**Aim of the task:** Within the listing, each line that has the string "which" should be copied.

**Data listing:**

━━━━

PR #4776, opened 2020-02-07
Remove the assets group from the gemfile (taken from spree upgrade branch)

luisramos0:
#### What? Why?

The assets group disappears in rails 4, we can do it now.

#### What should we test?
I am not sure but probably just deploy and load some pages in the frontoffice and the backoffice. 

#### Release notes
Changelog Category: Changed
Prepare gemfile  for rails 4 upgrade.


RachL:
This is looking fine :) Moving to ready to go!

PR #4786, opened 2020-02-11
Make StripeSCA (with new authorize/purchase workflow) work with Subscriptions again

luisramos0:
#### What? Why?

Here we complete #4757
After #4757 simple subscription payments with StripeSCA are not working, this PR makes the simple authorization process work.
Next step will be to work with setupIntents to handle cases where the authorization process will require further steps from the customer.

This PR includes a really good refactoring that breaks the PaymentSetup class into 2 separate classes PaymentSetup (for all payments) and StripePaymentSetup (only for stripe payment methods). Some hard work involved in removing tests to private methods and mocking of private methods of the class under test...

This PR adds the StripeScaPaymentAuthorize class that is used from the subs confirm job as well as from the checkout process in the StripeRedirect step.

#### What should we test?
We need to validate the checkout process with StripeSCA payment methods as in #4757 because of the simple change to the StripeRedirect process. This should all be fine.
And then the major test will be to verify that payments with StripeSCA in subscriptions are now working as long as the cards used do not require extra auth steps.

#### Release notes
Changelog Category: Fixed
StripeSCA payment method now works for subscriptions as well.

### DIFF
--- a/app/jobs/subscription_confirm_job.rb
+++ b/app/jobs/subscription_confirm_job.rb
@@ -57,10 +57,13 @@ class SubscriptionConfirmJob
     return true unless order.payment_required?
 
     setup_payment!(order)
-    return false if order.errors.present?
+    return false if order.errors.any?
+
+    authorize_payment!(order)
+    return false if order.errors.any?
 
     order.process_payments!
-    return false if order.errors.present?
+    return false if order.errors.any?
 
     true
   end
@@ -70,6 +73,12 @@ class SubscriptionConfirmJob
     return if order.errors.any?
 
     OrderManagement::Subscriptions::StripePaymentSetup.new(order).call!
+  end
+
+  def authorize_payment!(order)
+    return if order.subscription.payment_method.class != Spree::Gateway::StripeSCA
+
+    OrderManagement::Subscriptions::StripeScaPaymentAuthorize.new(order).call!
   end
 
   def send_confirmation_email(order)
--- a/app/jobs/subscription_confirm_job.rb
+++ b/app/jobs/subscription_confirm_job.rb
@@ -67,6 +67,9 @@ class SubscriptionConfirmJob
 
   def setup_payment!(order)
     OrderManagement::Subscriptions::PaymentSetup.new(order).call!
+    return if order.errors.any?
+
+    OrderManagement::Subscriptions::StripePaymentSetup.new(order).call!
   end
 
   def send_confirmation_email(order)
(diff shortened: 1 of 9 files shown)


luisramos0:
I think the blocked label was misguiding reviewers to skip this PR. This is only blocked for testing, not for review.

app/jobs/subscription_confirm_job.rb
```diff
@@ -57,10 +57,13 @@ def process_payment!(order)
     return true unless order.payment_required?
 
     setup_payment!(order)
-    return false if order.errors.present?
+    return false if order.errors.any?
```
mkllnk: Why do you prefer `any?` over `present?` here?

luisramos0: I change it here just for consistency with the calls in the same method.

luisramos0:
thanks for your review Maikel!

filipefurtad0:
Hey @luisramos0,

In the shopfront, validated that regular payments using
- Paypal
- StripeConnect
- Stripe SCA with authentication, without saving card, saving card previously and adding a card in account and using it.

In regards to the changes in this PR I tested newly created subscriptions, with 3 different settings, namely payment methods respectively using the payment methods below:
- Cash
- Stripe-Connect
- Stripe SCA

A condition for this test is adding a card with no further auth. requirements, like the 4242424... in the user settings, and allowing charges from the respective shop in which the subscriptions were created.

Tested each run of the subscription by following the procedure described in:
https://github.com/openfoodfoundation/openfoodnetwork/wiki/Testing-Subscriptions 
(which is really great btw :rocket: )
 
-> All emails arrived as expected. A particular notice was taken that the order placement/confirmations showed the correct payment method, and values from each purchase.

-> The payments were verified in the Stripe-Dashboard: they appear as "Succeded", with the respective values.

-> The checkouts appear on the customer's transactions, with the respective values.

I'd say this is working perfectly - amazing! :tada: 
Ready to go.

PS: just for completeness sake, I ran the subscription a 4th time, with Stripe-SCA and a 3D card requiring authentication. All fine, except the payment, which failed as expected.

luisramos0:
awesome, thanks a lot Filipe. Really happy to see the rails console commands are helping.

From todays issue, I think we need to include "taking stripe payments in the BO" as part of these test plans :+1: for next time and certainly for the next release testing.

filipefurtad0:
Yes indeed @luisramos0, the commands are most useful.
And I fully agree, I'll include the BO in the upcoming release testing for Stripe testing. Also, I'm adding these standard Stripe-tests to our Testing Handbook.
Thanks again for all the help!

━━━━

**Answer box:**
A condition for this test is adding a card with no further auth. requirements, like the 4242424... in the user settings, and allowing charges from the respective shop in which the subscriptions were created.
(which is really great btw :rocket: )
PS: just for completeness sake, I ran the subscription a 4th time, with Stripe-SCA and a 3D card requiring authentication. All fine, except the payment, which failed as expected.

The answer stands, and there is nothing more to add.